J'ai fait ce jeu d'une traite, charmé par sa direction artistique magnifique, mais je n'étais pas près à m'en prendre autant dans la figure niveau émotions.
Restons sur l'aspect esthétique pour commencer, tout ici est d'une sensibilité folle, les crayonnés s’entremêlent de lavis d'encre et d'aquarelle animés d'une beauté a couper le souffle, on sentira des inspirations de Moebius, Dali ou même Miyazaki dans un monde ou poésie se marie avec étrangeté.

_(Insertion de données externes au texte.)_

PR #459, opened 2018-03-02
Katello REX features through Ansible

dLobatog:
Using the `package` or the `yum` module here is *not* possible except for the "Install Package" "Remove Package" templates.

* 'group install' only takes packages in the format '@something' 
* there is no update-minimal, group remove, group update.. https://github.com/ansible/ansible/issues/11498


job_templates/install_package_-_katello_ansible_default.erb
```diff
@@ -0,0 +1,16 @@
...
+template_inputs:
+- name: package
+  required: true
+  input_type: user
+  advanced: false
+provider_type: Ansible
+kind: job_template
+%>
+
+<%= render_template('Package Action - SSH Default', :state => 'latest', :name => input('package')) %>
```
ares: should this use Package Action - Ansible Default?

ares: btw it's unrelated but `Package Action - Ansible Default` seems to be broken, if pre and post script inputs are empty, ansible fails with traceback like 

```
{"changed": false, "module_stderr": "Shared connection to dell-pet410....com closed.\r\n", "module_stdout": "Traceback (most recent call last):\r\n File \"/tmp/ansible_ebIAgm/ansible_module_command.py\", line 213, in <module>\r\n main()\r\n File \"/tmp/ansible_ebIAgm/ansible_module_command.py\", line 147, in main\r\n if args.strip() == '':\r\nAttributeError: 'NoneType' object has no attribute 'strip'\r\n", "msg": "MODULE FAILURE", "rc": 0}
```

job_templates/install_errata_-_katello_ansible_default.erb
```diff
@@ -0,0 +1,18 @@
+<%#
+name: Install Errata - Katello Ansible Default
+snippet: false
+model: JobTemplate
+job_category: Katello
```
ares: since REX won't be able to deal with multiple providers for the same job category, I'm afraid we'll need to create separate category called `Katello via Ansible` for now, otherwise all these job template would only be usable through Katello features.

job_templates/install_group_-_katello_ansible_default.erb
```diff
@@ -0,0 +1,16 @@
...
+template_inputs:
+- name: package
+  required: true
+  input_type: user
+  advanced: false
+provider_type: Ansible
+kind: job_template
+%>
+
+<%= render_template('Run Command - Ansible Default', :command => "yum group install #{input('package')}") %>
```
ares: many files does not have EOF character, it should be added I think

job_templates/restart_services_-_katello_ansible_default.erb
```diff
@@ -0,0 +1,18 @@
...
+- name: helper
+  required: true
+  input_type: user
+  description: A comma separated list of commands to run to restart services
+  advanced: false
+provider_type: Ansible
+kind: job_template
+%>
+
+<%= render_template('Run Command - Ansible Default', :command => input(:helper).split(",").map {|split| "#{split}" }.join("\n")) %>
```
ares: this seems to produce invalid yaml as the run command contains `---` as the first line, result is (note --- in the middle)
```
---
- hosts: all
  tasks:
    - command: goferd
      register: out
    - debug: var=out
---
- hosts: all
  tasks:
    - command: katello-tracer-upload
      register: out
    - debug: var=out
```

ares: either it should be combined otherwise or this should be removed https://github.com/theforeman/community-templates/blob/develop/job_templates/run_command_-_ansible_default.erb#L17

ares (changes requested):
I left few comments, :+1: in general

job_templates/install_group_-_katello_ansible_default.erb
dLobatog: Sorry, I'm not sure what do you mean here? What do EOF characters have to do with `yum group install`?

ares: nothing :-) just that EOL was missing and this was last line in the file

dLobatog (commented):
@ares Any more changes I should be making here? There's a separate PR to fix the pre/post script problem when installing a package you mentioned in a comment.

ares:
code wise looks good, let me retest, thanks!

job_templates/restart_services_-_katello_ansible_default.erb
```diff
@@ -0,0 +1,17 @@
...
+- name: helper
+  required: true
+  input_type: user
+  description: A comma separated list of commands to run to restart services
+  advanced: false
+provider_type: Ansible
+kind: job_template
+%>
+
+<%= render_template('Run Command - Ansible Default', :command => "#{input(:helper).split(",")},katello-tracer-upload".map {|split| "#{split}" }.join("\n")) %>
```
ares: getting undefined method map on string

ares (changes requested):
found one problem with the service restart, also needed to apply https://github.com/theforeman/community-templates/pull/469 in order for package action to work

dLobatog (commented):
@ares Updated, it was calling 'split' too early instead of right before the `.map`

ares:
This still does not work because of multilines are not properly formatted by run command template. here's an example with "echo hello" input

```yaml
# For Windows targets use the win_package module instead.
---
- hosts: localhost
  tasks:
    - command: echo "test"
katello-tracer-upload
      register: out
    - debug: var=out
```

I opened a PR that improves the command at https://github.com/theforeman/community-templates/pull/472, we can merge this after that one is in

ares (approved):
Thanks, all seems working now :-)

Nous incarnons donc Gris, une jeune femme dont on ne sait rien, et rien ne nous sera révélé a proprement parlé durant sa quête initiatique.
Nous perdons notre voix puis chutons telle une Alice dans son terrier sans fond pour atterrir dans un monde monochrome ou tout y apparait gris et fissuré.
C'est a ce moment que nous prenons les commandes, souvent minimalistes, a la manière d'un metroidvania, nous allons acquérir de nouvelles facultés au fil de notre périple.
Le monde qui nous entoure semble désert et hostile et nous ne pouvons pratiquement pas y avoir d’interaction. Chacune des capacités que nous débloquerons (en récupérant des étoiles qui nous permettront de faire grandir notre constellation) entreront alors en résonance avec la thématique de la dépression. Les couleurs du monde reviendront une a une au fil de notre progression pour illustrer d'une façon très visuelle notre travail sur nous même.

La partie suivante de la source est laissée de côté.